Painting without painting. Learning to be the real you. Giving yourself permission to be intense.
I love abstract painting because of the permission to be as intense as necessary. It’s a big ‘yes’ to all the stored-up internal drama. There is no such thing as ‘too much’ (for paint) and that is a huge relief.
When you’re sensitive, and empathic and struggle with boundaries, (taking on other people's emotions), you soon end up with a lot of psychic junk. Your system needs a blow out- a chance to clear out and reset.
Without an appropriate container this ‘overload’ can be acted out in our life. This usually means; arguments, unconsciously enacting situations that ‘cause’ more extreme emotions to be felt. Or, engaging with addictive behaviours such as excessive drinking that aids numbing out… I used to be very familiar with a whole spectrum of negative ways to ‘act out’ and then…. I discovered painting. Everything changed.
Plug into paint.
If you’re an INFJ or an INFP (Myers Briggs), the more intense personality types, then I recommend getting into painting as soon as possible, even if you have no real interest in developing yourself as a visual artist. Just see how abstract painting can shift things in your inner realms, it’s just about starting.
All those conversations that you have in your head, (that are too surreal to even journal about)- let it all play out when you paint. You’re painting and simultaneously having a zillion and one conversations… and feeling totally peaceful while it's all happening. It’s a very specific and mind expanding kind of experience.
There is something about painting that turns the tables; I always felt like I was running away from myself. Rejecting myself for being difficult, and trying to make myself more acceptable to others, mainly by attempting (and failing) to keep a lid on my feelings.
When I paint I get to wrestle with complexity for fun and it really is fun.

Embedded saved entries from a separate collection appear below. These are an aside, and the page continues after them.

PR #969, opened 2023-09-12
TIR: Intrinsic overhaul, removing `hash-intrinsics` and making everything more declarative

kontheocharis:
- Both intrinsics and primitives are now declared in `hash_tir::intrinsics::definitions` in a declarative syntax that mirrors Hash.
- The macro which accepts this DSL generates various convenient items for using and referencing these definitions.
- To represent intrinsics in the TIR, a new term `Term::Intrinsic` is added, which accepts a single enum argument that represents the chosen intrinsic. 
- There is no longer dynamic dispatch for calling intrinsics, which should improve compile-time performance.
- Intrinsics are now allowed to return `Ok(None)` to signal that the call to the intrinsic cannot be simplified.


Cargo.toml
```diff
@@ -1,6 +1,6 @@
 [workspace]
 members = [
-  "compiler/*",
+  "compiler/hash*",
```
feds01, line 3: ?

compiler/hash-ir/src/ir.rs
```diff
@@ -16,6 +15,10 @@ use hash_storage::{
         SequenceStore, SequenceStoreKey,
     },
 };
+use hash_tir::intrinsics::definitions::{
+    BinOp as TirBinOp, CondBinOp as TirCondBinOp,
+    ShortCircuitingBoolOp as TirShortCircuitingBoolOp, UnOp as TirUnOp,
+};
```
feds01, line 21: Haha, verbose naming 💯  

I feel like we should unify operators in `hash-source`, especially since we will kind of need to do that if we want to share using the `Const` representation across the compiler. Perhaps, even define it in `hash-token`?

It would eliminate:
- `ir::BinOp` `ir::UnOp`
- `ast::BinOp` `ast::UnOp`
- `tir::BinOp`  `tir::UnOp`

But maybe the separation makes sense?

compiler/hash-semantics/src/diagnostics/error.rs
```diff
@@ -254,6 +257,16 @@ impl<'tc> WithSemEnv<'tc, &SemanticError> {
...
+            SemanticError::CannotUseIntrinsicInPatternPosition { location } => {
+                let error = reporter
+                    .error()
+                    .code(HashErrorCode::ValueCannotBeUsedAsType)
+                    .title("cannot use an intrinsic in pattern position");
+
+                error.add_span(*location).add_info(
+                    "cannot use this in pattern position as it refers to a compiler intrinsic",
+                );
+            }
```
feds01, line 269: Can we get a test case for this?

compiler/hash-tir/src/intrinsics/utils.rs
feds01, line 1: With the new constant representation, this impl should mostly vanish right?

compiler/hash-tir/src/intrinsics/mod.rs
```diff
@@ -0,0 +1,4 @@
+//! Contains definitions related to intrinsics
```
feds01, line 1: nit:
```suggestion
//! Contains definitions related to intrinsics.
```

compiler/hash-lower/src/build/ty.rs
```diff
@@ -102,63 +112,83 @@ impl<'tcx> BodyBuilder<'tcx> {
...
+                            try_use_term_as_integer_lit::<_, u8>(self.env(), op).unwrap(),
+                        )
+                        .unwrap();
+
+                        FnCallTermKind::UnaryOp(parsed_op.into(), subject)
+                    }
+                    TirIntrinsic::SizeOf
+                    | TirIntrinsic::AlignOf
+                    | TirIntrinsic::PtrOffset
+                    | TirIntrinsic::Eval
```
feds01, line 186: Perhaps `Eval`, `UserError` and `DebugPrint` should panic here since they aren't meant to be "lowered"?

compiler/hash-lower/src/discover.rs
```diff
@@ -144,6 +137,10 @@ impl FnDiscoverer<'_> {
                     ModMemberValue::Fn(_) => {
                         // We've already found this one.
                     }
+                    ModMemberValue::Intrinsic(_) => {
+                        // @@Todo: we should probably add all the intrinsic
+                        // functions?
+                    }
```
feds01, line 143: It shouldn't really need to do anything here, after TC, it is up to the backend to emit code for the intrinsic. For example take a look at what the backends do for the various intrinsics:
https://github.com/hash-org/hashc/blob/b17713d5deb9ce802fdaf8f527dcf06d27c56c3b/compiler/hash-codegen/src/lower/intrinsics.rs#L31-L68

Cargo.toml
kontheocharis: Sometimes it is helpful to temporarily remove a crate from the workspace by not prefixing it with `hash-`, otherwise it has to be moved out entirely

compiler/hash-tir/src/intrinsics/utils.rs
kontheocharis: Yes, but I will do that in another PR

compiler/hash-ir/src/ir.rs
kontheocharis: I think it's a bit different because the operators defined in the AST do not necessarily correlate with the "intrinsic" operations that can be defined on TIR terms. For example, with the new constant stuff a lot of the intrinsics will greatly simplify/become redundant. I think I will first adapt to `Const` and then we can consider this separation more.

compiler/hash-tir/src/intrinsics/utils.rs
feds01: Yeah it's just a self note, no action is required.

compiler/hash-ir/src/ir.rs
feds01: When we do integrate the new constant stuff, we will still have to define some kind of common operator kinds, I guess for now the IR can just rely on them and the TIR can define conversions for them.

kontheocharis: Okay. I agree that there should be some unification here..

feds01 (approved):

PR #973, opened 2023-09-13
Lexer+parser improvements

feds01:
This PR improves performance in the lexer and parser (especially in the AST generation part). 

## Parser

Previously, when allocating a new node through `AstNode::new()`, we would make a call to `SPAN_MAP` in order to store the `Span` of the node and receive a corresponding `AstNodeId`. Whilst in practice this is fine, it means that we are constantly contending on the `SPAN_MAP` lock, which isn't ideal, especially with many `parser` workers. In fact, it often led to far poorer performance with more threads than fewer threads.

To fix this issue, we introduce a `LocalSpanMap` which is used by a `parser` thread to allocate `Span`s and `AstNodeId`s for new nodes at the local level. Once the current parser job is done, the `LocalSpanMap` is consumed and merged into the
global `SpanMap`. This means that writes to the global `SpanMap` only occur in between jobs, and perform big bulk writes, instead of many small writes.

Overall, this is a massive performance boost (especially with a higher number of threads). We're looking at a 3.5x performance improvement with 4+ parser threads.

Here are some comparison metrics on a `project` which consists of 1.2m loc with 1000+ files:

| Before | After |
| ------ | ----- |
| parse: `1.678s` |  parse: `356.748ms` |

a 4x performance improvement with a high number of threads.

### Other improvements
- Avoid copying over `AstGen` for each new token tree.
- Don't use `RefCell` for diagnostics in the parser.
- Introduce `AstGenFrame` which manages data related to the parsing "frame" i.e. a token tree.
- Remove useless `'resolver` lifetime.

## Lexer
- Experiment with `gperf` gnu.org/software/gperf/ to avoid using `phf` hashmap which seemed to take a longer amount of time when hashing keys/keywords.  (2% speedup).
- Eat newlines in line comments faster (3% speedup).
- Don't overzealously eat a shebang, when in actuality it is a module attribute declaration.
- De-duplicate string literals at the local level, and sync later. (Perhaps there could be some other way of doing the same thing with `LocalSpanMap` rather than blocking in `parse_source`).


compiler/hash-token/keywords/hash.c
```diff
@@ -0,0 +1,174 @@
+/* ANSI-C code produced by gperf version 3.1 */
```
kontheocharis, line 1: Oh goodness.. Never thought I'd C the day...

compiler/hash-token/keywords/hash.gperf
```diff
@@ -0,0 +1,35 @@
+%{
```
kontheocharis, line 1: Could this file be generated by a macro similar to phf?

compiler/hash-token/src/keyword.rs
```diff
@@ -42,40 +44,34 @@ impl fmt::Display for Keyword {
     }
 }
 
-/// A static map of keywords to their enum variants using a
-/// perfect hashing function to quickly lookup the keyword.
-///
-/// @@Future: look into somehow using `gperf` instead?
-static KEYWORDS: phf::Map<&'static str, Keyword> = phf_map! {
```
kontheocharis, line 49: I wonder if all of this extra stuff is worth it for a 2% gain...

compiler/hash-token/keywords/hash.gperf
feds01: Yeah, we could do it directly from rust, run the `gperf`, and output the `keywords.c` in the build file

compiler/hash-token/src/keyword.rs
feds01: Yeah, I was wondering about this, it might not be entirely worth it. I need to do some more direct benchmarking to see how much of a win this is actually.

compiler/hash-token/keywords/hash.c
feds01: Removed `gperf` get we won't C the day just yet...

kontheocharis (approved):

Instead of suppressing or denying my intensity I actively encourage it. For one painting titled ‘Through This Chaos’, I gave myself full permission to ‘over do it’, and for the best part of a year, I battled it out on the canvas until something kind of melted away, and I just didn't need to do it anymore. The tumultuous ocean was no longer churning, ‘it’ whatever that was, was complete. There was a pause. Many years of internally imploding, found some kind of resolution in that painting. It felt like a miracle.
For me painting is an experience and a process like no other. An interplay between story and abstraction- this is where ‘meaning’ resides and it's something that can't be articulated, but it is something that you feel; It’s a peaceful frequency that resets the nervous system.
Whenever you have the fear that you could unleash your intensity on someone else, I recommend to plug into paint instead. The greatest gift is permission and the permission we grant for ourselves is our greatest gift to others.